Muriel Spark Joy 6: „The Prime of Miss Jean Brodie“

Zurzeit lese ich alle 22 Romane von Muriel Spark (1918-2006) in chronologischer Reihenfolge und versuche, ihrer Faszination auf den Grund zu gehen. Die abgebildete und von mir ggf. zitierte Ausgabe ist die Polygon-Gesamtausgabe, Edinburgh 2017.

Titel: The Prime of Miss Jean Brodie (1961, dt.: Die Lehrerin/Die Blütezeit der Miss Jean Brodie, Ü: Peter Naujacks, Diogenes 1961/Andrea Ott, Diogenes 2018)

Was passiert: In dem Sinne, dass Melvilles „Moby Dick“ davon handelt, dass ein Matrose an Bord eines ehrgeizigen, aber letzten Endes erfolglosen alten Walfängers anheuert, handelt dieses Buch davon, dass eine Lehrerin eine Reihe Schülerinnen in ihren Bann zieht, sie besonders fördert, psychologisch missbraucht und am Ende von einer von ihnen verraten wird. Weil diese Miss Jean Brodie, mit ihrem Hang zu Drama und Romantik, die Schülerinnen in ihr Liebesleben und ihre Auseinandersetzungen mit der Schulleitungen verwickelt, hat sie eine prägende Wirkung auf die Mädchen, deren Leben wie das von Jean Brodie auf kaum 130 Seiten in Vor- und Rückblenden ineinander verschränkt erzählt werden.

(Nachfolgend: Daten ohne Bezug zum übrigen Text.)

Issue #5821, opened 2021-04-08
Logo Trademarks: Remove logos from JWA


yanniszark:
/kind bug
### Problem Statement

The new Jupyter Web App comes with logos for Jupyter, VSCode and RStudio. The logos for RStudio and VSCode come with complicated guidelines and need for explicit written legal permission, which is a process the community doesn't have a method of handling from a legal/trademark standpoint. Likely we will need to ask Google to handle this on behalf of the community.
This is a problem for vendors/platforms building their distributions, as they need to be careful what they include. 

### Proposed Solution

For these reasons, we should remove the logos from JWA and use text instead.

cc @kubeflow/wg-notebooks-leads 
cc @bobgy @castrojo @theadactyl

DavidSpek:
I've already been discussing this issue with @Bobgy and am busy with providing a solution for this. I do want to point out that an agreement with RStudio for the use of their logo is being worked on, but that would be for the Kubeflow project and not all the distributions. If a distribution that is just providing manifests that build on the Kubeflow manifests are actually redistributing the logos is questionable in my eyes (but distributions like EKF that are selling the actual distribution would definitely need a licensing agreement with RStudio).

yanniszark:
@DavidSpek @Bobgy thanks for looking into this. If possible, could you or bobgy fill the rest of us in on the plan in this issue? I'd like to make sure we're synced on this.

DavidSpek:
@yanniszark Is it alright if I do this tomorrow? I've been at it for 10 hours without a break again today so I'm pretty tired now and this will be an involved explanation.

ReggieCarey:
Equally problematic is removing attribution for a software product. If the vscode and rstudio logos are part of their distribution, what justification do you have for removing them?  If the software was not written by either company then substitute a kubeflow or other logo and let kf installers customize for their environments.

DavidSpek:
@ReggieCarey My original plan was to make the logos in the UI configurable, and I will try and get that implemented tomorrow. The issue here is that Kubeflow and anybody installing it themselves can most likely use the logos without any problems, but companies offering distributions cannot. The Kubeflow project can have permission to include the logos, but distributions provided by companies will likely need to make their own agreements with the given parties. But I do think that distributions shouldn't restrict agreements the Kubeflow project makes with third parties. It should be made easy for distributions to configure the logos in this case, but I don't think they should be outright removed just because it means the distributions need to put in minimal effort for this.

[...]

PR #5823, opened 2021-04-09
Remove Logo Trademarks from the Jupyter Web App and make logos configurable

DavidSpek:
Closes: https://github.com/kubeflow/kubeflow/issues/5821

This PR removes all references to the VS-Code and RStudio trademarks and replaces them with a generic `Gourp One` and `Group Two`. To make the logos used in the Jupyter Web App and Notebook Spawner UI configurable, a new configmap is added to the manifests that contains the logos and icons for the three server types (JupyterLab, Group One, Group Two). This way, distributions maintainers or users have the freedom to easily use whatever logos they want for the three server types and they can easily update the logos without needing to build a new container image for the Jupyter Web App. As the deployment manifests have changed the manifests in the manifests repository will need to be updated. 

@Bobgy ~The configmap currently still contains the VS-Code and RStudio logos and icons by default. Do these also need to be removed, or can the distributions handle this themselves with an overlay?~
To ensure this PR can get merged quickly, I have replaced the VS-Code and RStudio logos and icons with generic SVGs with `1` and `2` in them so that merging this PR is not dependent on me pushing a commit to remove these if this would be required. 

Preview of the Spawner UI with the generic SVGs in the configmap:
image

Preview of the Index with the generic SVGs in the configmap:
image

/cc @Bobgy @castrojo @yanniszark @kimwnasptd @thesuperzapper @theadactyl @kubeflow/wg-notebooks-leads @kubeflow/wg-manifests-leads @kubeflow/release-team


DavidSpek:
@kimwnasptd Can this be merged?

DavidSpek:
@yanniszark Can you maybe take a look at this so it can be merged?

kimwnasptd:
We ended up opening PRs at the same time so I had some delay reviewing this work. Thanks for the PR @DavidSpek!

I'm OK with these changes, since they allow people to easily swap the SVGs and by default use neutral ones, as a hotfix for our situation right now. But I believe there are a lot of next steps to further improve this effort, which we could target for 1.3.1 and forwards, but let's not block the release for them.

I'll open an issue to coordinate on the future improvements and keep track of things that people need to have in mind, like how to swap the SVGs, what logic gets applied to each group right now etc.

I'll move on with some small review comments I have

DavidSpek:
> But I believe there are a lot of next steps to further improve this effort, which we could target for 1.3.1 and forwards, but let's not block the release for them.

I completely agree, there are also optimizations from your PR that should be implement at a later date. Ultimately, the JWA should be configurable with an arbitrary number of groups and the UI should accommodate that accordingly (names for the groups, as well as logos/icons would then be used/needed). But this is part of a bigger effort for the JWA and isn't possible before the release.

components/crud-web-apps/jupyter/backend/apps/common/yaml/spawner_ui_config.yaml
```diff
@@ -25,14 +25,14 @@ spawnerFormDefaults:
       - public.ecr.aws/j1r0q0g6/notebooks/notebook-servers/jupyter-pytorch-cuda-full:master-1831e436
       - public.ecr.aws/j1r0q0g6/notebooks/notebook-servers/jupyter-tensorflow-full:master-1831e436
       - public.ecr.aws/j1r0q0g6/notebooks/notebook-servers/jupyter-tensorflow-cuda-full:master-1831e436
-  imageVSCode:
-    # The container Image for the user's VS-Code Server
+  imageGroupOne:
+    # The container Image for the user's Group One Server
```
kimwnasptd, line 29: Can you add a comment here that for images in this group the backend will be:
1. Adding the `notebooks.kubeflow.org/http-rewrite-uri` annotation to the CR, to rewrite the path that ends up in the running container to be `/`

This will help exposing to the users the constraints and logic that will be applied to images that belong to that group

components/crud-web-apps/jupyter/backend/apps/common/yaml/spawner_ui_config.yaml
```diff
@@ -25,14 +25,14 @@ spawnerFormDefaults:
...
     value: public.ecr.aws/j1r0q0g6/notebooks/notebook-servers/codeserver-python:master-1831e436
     # The list of available standard container Images
     options:
       - public.ecr.aws/j1r0q0g6/notebooks/notebook-servers/codeserver-python:master-1831e436
-  imageRStudio:
-    # The container Image for the user's RStudio Server
+  imageGroupTwo:
+    # The container Image for the user's Group Two Server
```
kimwnasptd, line 35: Can you add a comment here that for images in this group the backend will be:
1. Adding the `notebooks.kubeflow.org/http-headers-request-set` annotation to the CR, for setting the `X-RStudio-Root-Path: ${ISTIO_PREFIX}`  header to each request to the running container
2. Adding the `notebooks.kubeflow.org/http-rewrite-uri` annotation to the CR, to rewrite the path that ends up in the running container to be `/`

This will help exposing to the users the constraints and logic that will be applied to images that belong to that group

components/crud-web-apps/jupyter/frontend/package.json
```diff
@@ -32,10 +32,10 @@
     "@fortawesome/free-brands-svg-icons": "^5.12.0",
     "@fortawesome/free-solid-svg-icons": "^5.12.0",
     "@kubernetes/client-node": "^0.12.2",
-    "hammerjs": "^2.0.8",
     "date-fns": "^1.29.0",
-    "lodash-es": "^4.17.11",
```
kimwnasptd, line 37: Let's exclude this change from this PR and keep the touched lines to the minimum. This will also remove the 15.000 modified lines to the `package-lock.json` because of this change.

Although I'd like to progressively replace the use of `lodash` with `lodash-es`, but until I get to it we can remove this from the `package.json`, but lets just do it in another PR.

components/crud-web-apps/jupyter/frontend/src/app/types.ts
```diff
@@ -8,7 +8,7 @@ export interface JWABackendResponse extends BackendResponse {
   vendors?: string[];
 }
 
-export type ServerType = 'jupyter' | 'vscode' | 'rstudio';
+export type ServerType = 'jupyter' | 'groupOne' | 'groupTwo';
```
kimwnasptd, line 11: Could you replace the 
1. `groupOne` value with `group-one` 
2. `groupTwo` value with `group-two`

So that they align with the `serverType` the backend values will be checking?

components/crud-web-apps/jupyter/manifests/base/configs/spawner_ui_config.yaml
```diff
@@ -25,14 +25,14 @@ spawnerFormDefaults:
       - public.ecr.aws/j1r0q0g6/notebooks/notebook-servers/jupyter-pytorch-cuda-full:master-1831e436
       - public.ecr.aws/j1r0q0g6/notebooks/notebook-servers/jupyter-tensorflow-full:master-1831e436
       - public.ecr.aws/j1r0q0g6/notebooks/notebook-servers/jupyter-tensorflow-cuda-full:master-1831e436
-  imageVSCode:
-    # The container Image for the user's VS-Code Server
+  imageGroupOne:
+    # The container Image for the user's Group One Server
```
kimwnasptd, line 29: same as the comment above to add a comment for explaining the logic we apply to images in this group

components/crud-web-apps/jupyter/manifests/base/configs/spawner_ui_config.yaml
```diff
@@ -25,14 +25,14 @@ spawnerFormDefaults:
...
     value: public.ecr.aws/j1r0q0g6/notebooks/notebook-servers/codeserver-python:master-1831e436
     # The list of available standard container Images
     options:
       - public.ecr.aws/j1r0q0g6/notebooks/notebook-servers/codeserver-python:master-1831e436
-  imageRStudio:
-    # The container Image for the user's RStudio Server
+  imageGroupTwo:
+    # The container Image for the user's Group Two Server
```
kimwnasptd, line 35: same as the comment above to add a comment for explaining the logic we apply to images in this group

kimwnasptd (commented):
@DavidSpek could you also extend the README of the web app to include a small `Image Groups` section were we will also document:
1. That the backend will be applying some extra logic to the images of `Group One` and `Group Two` [ as mentioned in the app's settings ConfigMap ]
2. Some steps/details on how someone could use their own logos, by editing the logos ConfigMap

components/crud-web-apps/jupyter/backend/apps/common/yaml/spawner_ui_config.yaml
DavidSpek: How about:
```yaml
# The annotation `notebooks.kubeflow.org/http-rewrite-uri: /`
# is applied to notebook in this group, configuring
# the Istio rewrite for containers that host their web UI at `/`
```

components/crud-web-apps/jupyter/backend/apps/common/yaml/spawner_ui_config.yaml
DavidSpek: How about:
```yaml
# The annotation `notebooks.kubeflow.org/http-rewrite-uri: /`
# is applied to notebook in this group, configuring
# the Istio rewrite for containers that host their web UI at `/`
# The annotation `notebooks.kubeflow.org/http-headers-request-set`
# is applied to notebook in this group, configuring Istio
# to add the `X-RStudio-Root-Path` header to requests
```

components/crud-web-apps/jupyter/backend/apps/common/yaml/spawner_ui_config.yaml
kimwnasptd: LGTM

components/crud-web-apps/jupyter/backend/apps/common/yaml/spawner_ui_config.yaml
kimwnasptd: LGTM

kimwnasptd:
This is ready to roll! I also tested this live and the servers start as expected.

Thanks for your effort @DavidSpek!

Auf anderen Ebenen handelt das Buch womöglich vom Faschismus (Jean Brodie ist fasziniert von Benito Mussolini und wird gegen Ende des Buches von einer ihrer Schülerinnen als geborene Faschistin bezeichnet), von Verrat und Moral, und davon, ob und wie ein Leben gelingen oder misslingen kann, sobald man anfängt, derlei Kategorien an ein eigenes Leben oder das von anderen anzulegen. Das Buch spielt im Edingburgh der Dreißigerjahre, an einer Schule, die inspiriert ist von der, die Muriel Spark dort besuchte, und an der sie zwei Jahre lang eine Lehrerin hatte, die sie ähnlich beeindruckte, wie Jean Brodie ihre Schülerinnen.
Und davon abgesehen: Das Buch handelt von Grenzen, von Nähe und Distanz, vom Abstand zwischen Menschen.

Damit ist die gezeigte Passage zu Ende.